At the time Fowler made his bid for "the land advertised for sale today," it was being advertised as "eighty-six acres, more or *Page 221 less, . . bounded . . east by lands of Fowler and lands of Birt Owens," etc. The recital that it was bounded on the east by lands of Fowler was at the time an accurate statement in point of law. Although certain litigation had been instituted by the representative of the Potter estate to set aside a judgment previously obtained by Fowler, as well as a deed conveying to him the 42-acre tract, which was east of the 86-acre tract, and certain temporary restraining and interlocutory orders had been issued against him by the court, the legal title to the 42-acre tract still remained in Fowler. It is clear, therefore, that the receiver's advertisement did not purport to be notice of a sale of any land embraced in the 42-acre tract, and that only land of the Potter estate, south and west of such tract, was being advertised for sale. Hence, in making his bid through counsel for "the land advertised for sale today," Fowler necessarily committed himself to an acceptance of the tract south and west of the 42-acre tract, with no thought of bidding on land the title to which was at that time in himself.

The order of the court approving such bid from Fowler, while using a description somewhat at variance with that employed in the advertisement, shows by its express language an intention to approve the acceptance of a bid which, as we have stated above, could reasonably have no relation to any land embraced in the 42-acre tract. The fact, therefore, that the court, in authorizing the receiver to make and execute a deed conveying "86 acres of land," instead of "eighty-six acres, more or less," of the Potter estate as advertised can not reasonably be construed to evidence an intention of the court to approve a sale of more land than was being advertised for sale, but the order must be construed as approving the bid as made, to wit, for land west of the 42-acre tract.

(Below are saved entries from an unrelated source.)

PR #11367, opened 2025-09-02
prov/lnx, fabtests: add support for lnx in fabtests

aingerson:
A few things were missing to support running lnx with fabtests by default:
- fabtests was by default requesting AV_MAP if the provider returned UNSPEC which lnx wasn't handling properly (we should fix the handling in lnx too but fabtests shouldn't be using AV_MAP anymore because it was deprecated)
- lnx was missing a wait object implementation for internal util eq implementation
- lnx was incorrectly erroring out for multiple iovs even though it does support it now
- lnx was passing in the wrong protocol to the core providers and causing an initialization error
- lnx doesn't support a lot of features - added exclude file to be able to run it with runfabtests with proper exclusion of invalid tests and documentation of limitations and issues
- added lnx config file to run ubertest

### DIFF
--- a/fabtests/Makefile.am
+++ b/fabtests/Makefile.am
@@ -146,6 +146,7 @@ nobase_dist_config_DATA = \
 	test_configs/ucx/quick.test \
 	test_configs/ucx/ucx.exclude \
 	test_configs/lnx/lnx.exclude \
+	test_configs/lnx/all.test \
 	pytest/pytest.ini \
 	pytest/options.yaml \
 	pytest/conftest.py \
--- a/fabtests/test_configs/lnx/all.test
+++ b/fabtests/test_configs/lnx/all.test
@@ -1,0 +1,48 @@
+{
+	prov_name: lnx,
+	test_type: [
+		FT_TEST_LATENCY,
+		FT_TEST_BANDWIDTH,
+	],
+	class_function: [
+		FT_FUNC_SEND,
+		FT_FUNC_SENDV,
+		FT_FUNC_SENDMSG,
+		FT_FUNC_SENDDATA,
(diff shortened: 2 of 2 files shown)


aingerson:
Verified these changes work when enabling lnx fabtests in our CI which will come later.
All of this can wait until after the release

aingerson:
@j-xiong Can you review? Only failure is the udp rma bw. I'm going to add it to the CI once it's upstream

amirshehataornl (approved):

fabtests/test_configs/lnx/lnx.exclude
```diff
@@ -0,0 +1,40 @@
...
+rdm_pingpong
+multi_recv
+cntr_pingpong
+multi_client
+flood
+multi_ep
+cq_data
+av_xfer
+shared_av
+fi_rdm\b
```
j-xiong, line 29: what is the `\b` here?

j-xiong:
The udp failure can be eliminated with a rebase.

fabtests/test_configs/lnx/lnx.exclude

The receiver's deed to Fowler purports to convey an 86-acre tract of land, but limits the boundary on the east by other lands of the Potter estate. Admittedly the only other land ever owned by the Potter estate east of and adjoining the 86-acre tract was the 42-acre tract. At the moment of the execution of the deed by the receiver, which, according to the recitals in the quitclaim deed from Fowler to the receiver, was anterior in point of time to the execution of the deed by the receiver to Fowler on the same day, the title to the 42-acre tract was in Fowler. Therefore the statement in the receiver's deed that the land conveyed to Fowler was bounded *Page 222 on the cast by other lands of the Potter estate was literally incorrect. But until Fowler acquired his deed to such 42-acre tract in 1935 the land belonged to the Potter estate, and the fact that it was this 42-acre tract by which the 86-acre tract was bounded on the east can not be disputed by the record. Fowler's deed quitclaimed "all of the property, both real and personal, of the estate of Mrs. Fannie E. Potter, deceased, except that portion thereof deeded this day by" the receiver "in pursuance of an order of the Superior Court of Clarke County," and therefore left him without the title he formerly held to the 42-acre tract, and evidences an intention that his bid did not relate to any portion of the 42-acre tract. We reach the conclusion that the deed from the receiver to Fowler on February 8, 1941, upon being construed with the other documentary evidence above discussed, did not convey any part of the 42-acre tract. Fowler had no title to the 42-acre tract to convey to Cash and his wife, and they claim no title save from him. A finding was demanded as a matter of law that the admitted possession by Fowler's grantees, Cash and his wife, of 20 acres of such tract was an interference with the possession by the receiver of lands belonging to the Potter estate. The finding of the jury that Cash and his wife were not interfering with the receiver's possession was unauthorized. The court erred in overruling the general grounds of the motion for new trial. Since the above ruling disposes of the case on a question of law, we deem it unnecessary to pass upon the special grounds of the motion for new trial.

Judgment reversed. All the Justices concur.